Please help me with some basic questions. I want to use the Research environment to do some analysis on a pair of securities. My task requires that I examine performance differences between these two highly uncorrelated securities during historical market swoons, corrections and crashes. I desire to examine historical data over relatively short date ranges, from a few days to perhaps six weeks. I want to catalog and statistically characterize the relative behavior of this pair of securities during 15 to 20 such market dips. Especially when studying events of only a few days duration, I will want to generate moving averages using data bars of less than one day. Probably 15 minute to 30 minute bars would capture the behavior I hope to observe.

Note that the object of this study is preliminary research, for the purpose of setting some buy and sell signal parameters to be used in a trading algorithm, eventually. Several factors make the Quantopian Research environment potentially a good place to do this work, if it is possible, namely:

  • The availability of the pandas library means that at least some of the statistical number crunching - as opposed to simple data extraction - could probably be performed in the Research environment.
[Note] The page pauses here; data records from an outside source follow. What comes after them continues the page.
PR #5848, opened 2026-09-03
Terminate message queries that exceed a configurable time limit

ramonsmits:
Customer debug packages showed audit message queries against `MessagesViewIndexWithFullTextSearch` running for up to ~65 minutes. RavenDB's own `Databases.QueryTimeoutInSec` (default 300) does not stop them because the server renews the operation deadline while a query keeps making progress, so large scans/sorts run for hours and their sorted results spill into the server's Temp folder, filling the disk.

## Query time limit

The message view and search queries now run under a linked `CancellationTokenSource` that cancels after a configurable time limit, default 1 minute, maximum 1 hour. Cancelling the client request aborts the call to the database server, which does terminate the query server-side. Invalid values fall back to the default.

One `QueryTimeLimit` helper in `ServiceControl.Infrastructure` serves all persisters. Its rule is that whatever exception surfaces after the deadline fired is the timeout: RavenDB and Npgsql raise `OperationCanceledException`, Microsoft.Data.SqlClient raises `SqlException("Operation cancelled by user")`. The SQL Server path is covered by a test against the real container that slows the command down server-side.

The limit applies to exactly these queries:

- Audit `RavenAuditDataStore`: `GetMessages`, `QueryMessages`, `QueryMessagesByReceivingEndpoint`, `QueryMessagesByReceivingEndpointAndKeyword`, `QueryMessagesByConversationId`, read from `ServiceControl.Audit/QueryTimeoutInSeconds`. `QueryAuditCounts` (licensing throughput) and `QuerySagaHistoryById` are not under the limit.
- Primary `IMessagesViewDataStore` on RavenDB, SQL Server and PostgreSQL: `GetAllMessages`, `GetAllMessagesForEndpoint`, `GetAllMessagesByConversation`, `GetAllMessagesForSearch`, `SearchEndpointMessages`, read from `ServiceControl/QueryTimeoutInSeconds`. On SQL Server and PostgreSQL these queries also use the limit as their per-command timeout, so `Database/CommandTimeout` cannot undercut it.

Other paged index queries (`GetFailedMessages`, groups, event log, ...) are unchanged.

## What a caller sees

- A query that runs out of its time is answered with `504 Gateway Timeout` and a `application/problem+json` body whose detail names the setting, on both hosts.
- The primary's scatter-gather keeps partial data: a local timeout is absorbed the way a remote failure already was, a remote `504` or error is a missing instance rather than an instance with no data. The response lists every missing instance in the `X-Particular-Incomplete-Results` header (`instanceId:timeout|unavailable|error`, exposed through CORS) and carries no `ETag`. Only when no queried instance answered and one of them timed out does the composite itself answer `504`.
- The in-process audit counts used for licensing throughput fail when any instance is missing, instead of recording a partial sum as the day's throughput.
- The remote instance `HttpClient` timeout is `ServiceControl/QueryTimeoutInSeconds` plus 30 seconds instead of the 100 second default, so raising the limit on both instances does not make the primary give up on the audit instance first.

ServicePulse follow-up: the audit list already treats a non-2xx answer (the new `504`) as a failed query; reading `X-Particular-Incomplete-Results` on a `200` is still to be added.

Docs: Particular/docs.particular.net#8486

### DIFF
--- a/src/ServiceControl.Audit.Persistence.RavenDB/RavenAuditDataStore.cs
+++ b/src/ServiceControl.Audit.Persistence.RavenDB/RavenAuditDataStore.cs
@@ -1,4 +1,4 @@
-﻿namespace ServiceControl.Audit.Persistence.RavenDB
+namespace ServiceControl.Audit.Persistence.RavenDB
 {
     using System;
     using System.Collections.Generic;
@@ -11,6 +11,7 @@
     using Raven.Client.Documents;
     using ServiceControl.Audit.Auditing;
     using ServiceControl.Audit.Infrastructure;
+    using ServiceControl.Infrastructure;
     using ServiceControl.SagaAudit;
     using Transformers;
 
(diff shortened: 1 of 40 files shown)


src/ServiceControl.Audit.Persistence.RavenDB/RavenAuditDataStore.cs
```diff
@@ -123,69 +129,94 @@ public async Task<MessageBodyView> GetMessageBody(string messageId, Cancellation
...
-                        UtcDate = DateTime.UtcNow.Date,
-                        Count = 0
-                    });
+                    // The caller cancelled (e.g. the HTTP request was aborted), not the query timeout
+                    throw;
                 }
-            }
 
-            return new QueryResult<IList<AuditCount>>(results, QueryStatsInfo.Zero);
+                throw new TimeoutException($"The query did not complete within the allowed query time of {databaseConfiguration.QueryTimeout.TotalSeconds:0} seconds and was cancelled. The '{RavenPersistenceConfiguration.QueryTimeoutInSecondsKey}' setting can be used to change the allowed query time.", e);
```
mauroservienti:
```suggestion
                throw new TimeoutException($"The query did not complete within the allowed query time of {databaseConfiguration.QueryTimeout.TotalSeconds:0} seconds and was cancelled. The '{RavenPersistenceConfiguration.QueryTimeoutInSecondsKey}' setting can be used to change the database query timeout.", e);
```

src/ServiceControl.Persistence.RavenDB/ErrorMessagesDataStore.cs
```diff
@@ -30,126 +30,155 @@ class ErrorMessagesDataStore(
...
+            catch (OperationCanceledException e) when (timeoutTokenSource.Token.IsCancellationRequested)
+            {
+                if (cancellationToken.IsCancellationRequested)
+                {
+                    // The caller cancelled (e.g. the HTTP request was aborted), not the query timeout
+                    throw;
+                }
 
-            return new QueryResult<IList<MessagesView>>(results, stats.ToQueryStatsInfo());
+                throw new TimeoutException($"The query did not complete within the allowed query time of {settings.QueryTimeout.TotalSeconds:0} seconds and was cancelled. The '{RavenPersisterSettings.QueryTimeoutInSecondsKey}' setting can be used to change the allowed query time.", e);
```
mauroservienti:
```suggestion
                throw new TimeoutException($"The query did not complete within the allowed query time of {settings.QueryTimeout.TotalSeconds:0} seconds and was cancelled. The '{RavenPersisterSettings.QueryTimeoutInSecondsKey}' setting can be used to change the allowed database query timeout.", e);
```

src/ServiceControl.Persistence.EFCore/Implementation/MessagesViewDataStore.cs
```diff
@@ -3,47 +3,72 @@ namespace ServiceControl.Persistence.EFCore.Implementation;
...
+        }
+        catch (OperationCanceledException e) when (timeoutTokenSource.Token.IsCancellationRequested)
+        {
+            if (cancellationToken.IsCancellationRequested)
+            {
+                // The caller cancelled (e.g. the HTTP request was aborted), not the query timeout
+                throw;
+            }
+
+            throw new TimeoutException($"The query did not complete within the allowed query time of {settings.QueryTimeout.TotalSeconds:0} seconds and was cancelled. The '{EFPersisterSettings.QueryTimeoutInSecondsKey}' setting can be used to change the allowed query time.", e);
```
mauroservienti:
```suggestion
            throw new TimeoutException($"The query did not complete within the allowed query time of {settings.QueryTimeout.TotalSeconds:0} seconds and was cancelled. The '{EFPersisterSettings.QueryTimeoutInSecondsKey}' setting can be used to change the allowed database query timeout.", e);
```

mauroservienti (changes requested):

mauroservienti (approved):

mauroservienti:
@ramonsmits, I have not finished reviewing this yet. However, we also have this [CustomCheck](https://github.com/Particular/ServiceControl/blob/master/src/ServiceControl/Operations/CheckRemotes.cs) that probably needs to be adapted to incorporate the query timeouts. Also, we have this concept of an instance being [temporarily unavailable](https://github.com/Particular/ServiceControl/blob/e74a45b691ae626b5ad0f46e88634099a5e00859/src/ServiceControl/Infrastructure/Settings/RemoteInstanceSetting.cs#L22) if it fails to respond to the mentioned custom check. When that property is `true`, the ScatterGather API [skips the unavailable instance until it comes back](https://github.com/Particular/ServiceControl/blob/e74a45b691ae626b5ad0f46e88634099a5e00859/src/ServiceControl/CompositeViews/Messages/ScatterGatherApi.cs#L62-L70).

src/ServiceControl/Infrastructure/WebApi/HttpResponseExtensions.cs
```diff
@@ -11,6 +11,42 @@ namespace ServiceControl.Infrastructure.WebApi
...
+            }
+
+            response.WithHeader(IncompleteResultsHeader, string.Join(", ", incomplete.Select(instance => $"{instance.InstanceId}:{instance.Reason switch
+            {
+                QueryFailure.TimedOut => "timeout",
+                QueryFailure.Unavailable => "unavailable",
+                QueryFailure.Failed => "error",
+                _ => "error"
+            }}")));
+        }
```
mauroservienti, line 48: I feel that the `TemporaryUnavailable` instances, I mentioned, should be counted here

ramonsmits: They are. `ScatterGatherApi.Execute` adds every skipped remote to the results with `QueryFailure.Unavailable`, `AggregateResults` turns those into `IncompleteInstances`, and this header renders them as `instanceId:unavailable`. `IncompleteResultsTests.A_temporarily_unavailable_remote_is_reported_as_missing` pins it.

ramonsmits:
Looked at `CheckRemotes` against the query timeouts. The check probes `/api`, which runs no query, so a remote whose queries time out never fails the health check, and that is intended: a 504 means the remote is up, so `TemporarilyUnavailable` stays false and the next query asks it again (`A_remote_query_timeout_keeps_the_local_data_and_reports_the_remote_instance` asserts that).

There was a real interaction though, caused by this PR: the probe used the remote's named `HttpClient`, whose timeout is now the query time limit. With a short limit a healthy but slow remote would fail the health check, and the failure message would still claim 10 seconds. While in there I also fixed a pre-existing problem: the probe's own timeout never applied, because its cancellation was swallowed by a no-op branch, so a hanging remote passed the check and was never disabled, and a shutdown waited out the full budget.

79d19e913 gives the probe its own budget independent of the query limit, makes a remote that doesn't answer in time fail the check and become temporarily unavailable, and lets a shutdown abort the probe without a verdict. `CheckRemotesTests` covers the four cases.

Since your last pass I also dropped the 30 second margin (22e610973): the remote client now times out at this instance's limit, so `ServiceControl/QueryTimeoutInSeconds` bounds the whole composite. An audit instance that is slow, hung, or configured with a larger limit is reported as missing rather than stretching the response. The docs PR is updated accordingly.

mauroservienti (approved):
This is good to go, @ramonsmits 🚀

PR #5862, opened 2026-09-08
Add Database/Schema support to SQL Server and PostgreSQL persisters

johnsimons:
Each test now takes its own schema in one shared database rather than its own database, which exercises the same Database/Schema setting offered to customers. Migrations are stamped with the configured schema at generation time via a custom IMigrationsSqlGenerator, raw SQL in the dialects is qualified using the schema-aware table name helper, and the migrators require the schema to exist rather than silently creating it. SchemaName validates the value before it reaches any DDL interpolation.

### DIFF
--- a/src/ServiceControl.Persistence.Tests.SqlServer/SchemaMustExistTests.cs
+++ b/src/ServiceControl.Persistence.Tests.SqlServer/SchemaMustExistTests.cs
@@ -1,0 +1,37 @@
+// ReSharper disable once CheckNamespace
+namespace ServiceControl.Persistence.Tests;
+
+using System;
+using System.IO;
+using System.Threading.Tasks;
+using EFCore.SqlServer;
+using Microsoft.Extensions.DependencyInjection;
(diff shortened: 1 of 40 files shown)


src/ServiceControl.Persistence.Tests.SqlServer/SchemaMustExistTests.cs
```diff
@@ -0,0 +1,37 @@
...
+using Microsoft.Extensions.DependencyInjection;
+using Microsoft.Extensions.Logging;
+using NUnit.Framework;
+using ServiceControl.Persistence.EFCore.Abstractions;
+
+[TestFixture]
+class SchemaMustExistTests
+{
+    [Test]
+    public async Task Migration_fails_when_the_configured_schema_does_not_exist()
```
rbev, line 17: can this test be written in the shared folder instead of duplicated?

rbev (approved):

PR #5863, opened 2026-09-08
Add GitHub Actions workflows and provisioning scripts for cloud databases

johnsimons:
Introduces two workflows and supporting PowerShell scripts to run the persistence and acceptance test suites against managed cloud databases (Azure SQL, Azure Database for PostgreSQL, Aurora PostgreSQL, RDS SQL Server).

The test workflow provisions a fresh database per run, executes the relevant test projects against it, and tears it down regardless of outcome.

A nightly cleanup workflow sweeps any resources tagged `sc-cloud-test` that are older than four hours.


.github/workflows/cloud-database-tests.yml
```diff
@@ -0,0 +1,138 @@
...
+  DOTNET_NOLOGO: true
+  # Its own region rather than the AWS_REGION secret the SQS tests use: that one is at its VPC
+  # ceiling, so RDS has no default VPC to place a publicly accessible instance in. us-east-2 already
+  # has one, has VPC headroom, and offers both instance classes these targets ask for.
+  AWS_DATABASE_REGION: us-east-2
+defaults:
+  run:
+    shell: pwsh
+concurrency:
+  # Deliberately not cancel-in-progress: cancelling a run mid-flight risks skipping the teardown
```
rbev, line 27: There are absolutely still cases where this can and will happen such as an agent failing and timing out the run. 

Generally you would just make sure the resources are somewhere predictable with a `DeleteAfter` tag on them so a daily cleanup can clear them out.

rbev (approved):

.github/workflows/cloud-database-tests.yml
johnsimons: Yes, you are right, and we are dealing with that situation too.
But in a successful run we want to clean-up even if another commit is pushed

PR #258, opened 2020-09-22
Fix service instance swagger definition

keiko713:
While having a chat in https://github.com/netlify/cli/issues/310#issuecomment-693473685, we realized that the swagger file definition of service instance is incorrect, especially with show/update/delete. These endpoints need to pass `instance_id`.

PR #259, opened 2020-09-24
chore: regenerate go client

erezrokah:
Following up on https://github.com/netlify/open-api/pull/258#issuecomment-698056801.
This regenerates the go client and include changes from:
https://github.com/netlify/open-api/pull/242
https://github.com/netlify/open-api/pull/243
https://github.com/netlify/open-api/pull/247
https://github.com/netlify/open-api/pull/258

I was trying to follow https://github.com/netlify/open-api/blob/master/CONTRIBUTING.md#making-a-new-release, but wasn't sure if to commit these changes directly to the default branch as sometimes they are done via a PR:
https://github.com/netlify/open-api/pull/250/files

Also, following the release process generated two untracked files `swagger_flat.json` and `swagger_go.json`, which I'm not sure if to include or `.gitignore`.


keiko713:
Thanks for following up with this! Totally forgot.

> but wasn't sure if to commit these changes directly to the default branch as sometimes they are done via a PR

I think the best practice here is, if we change swagger.yml, we run the go client regeneration. We all forgot that within all PRs. So having this PR is good 👍 

> Also, following the release process generated two untracked files swagger_flat.json and swagger_go.json, which I'm not sure if to include or .gitignore.

Uhmmm I'm not sure about this honestly. How does that file look like? However, I do think that these don't need to be tracked.

keiko713 (approved):
looking good, thanks!

erezrokah:
> How does that file look like

The files are quite bit (too big to share here). They look similar to the generated `swagger.json` with a slightly different structure.

PR #262, opened 2020-09-29
Add WaitUntilDeployLive Go client method

### LINKED ISSUE #261: Add a WaitUntilDeployLive method to the Go client
Add a method to the Go client porcelain that blocks until the deploy is live, modeled after `WaitUntilDeployReady`.

vbrown608:
Unfortunately, this is really waiting until the deploy is in the `ready` state, but we already have a public method called `WaitUntilDeployReady` that waits until the deploy is `ready` *or* `prepared` (ie ready to start uploading files).

I went with `WaitUntilDeployLive` because it mirrors the "Site is live" message that appears in the deploy logs. Open to other suggestions.

Closes #261 
Part of https://github.com/netlify/pod-the-builder/issues/47
blep

### DIFF
--- a/go/porcelain/deploy.go
+++ b/go/porcelain/deploy.go
@@ -311,7 +311,7 @@ func (n *Netlify) waitForState(ctx context.Context, d *models.Deploy, timeout ti
 		context.GetLogger(ctx).WithFields(logrus.Fields{
 			"deploy_id": d.ID,
 			"state":     resp.Payload.State,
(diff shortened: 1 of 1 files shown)


Benaiah (approved):

Benaiah:
Thanks for doing this PR! I agree that "live" is a good term to use in the name for this method, especially given the "Site is live" message. It's also much more specific than "ready", so it'll be clearer what it means when we use it elsewhere.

  • Quantopian prominently states, "We have minute-bar historical data for US equities and US futures since 2002 up to the most recently completed trading day." I need some of that data for my analysis to be meaningful.

  • The research environment's ability to make charts, critical for visually verifying the date ranges to be studied, appears to be up to the task.

Here's the rub: I see no evidence that the data.history object is available in the Research environment. Please tell me this is not so! I can find no working example of code using data.history that runs in the Research environment. If there is one, please direct me to it and that will be all I need for now. As far as I can tell, get_pricing is the main available tool in the Research environment, and that offers only daily close prices. Please tell me, how am I to access the 15- and 30-minute data I need?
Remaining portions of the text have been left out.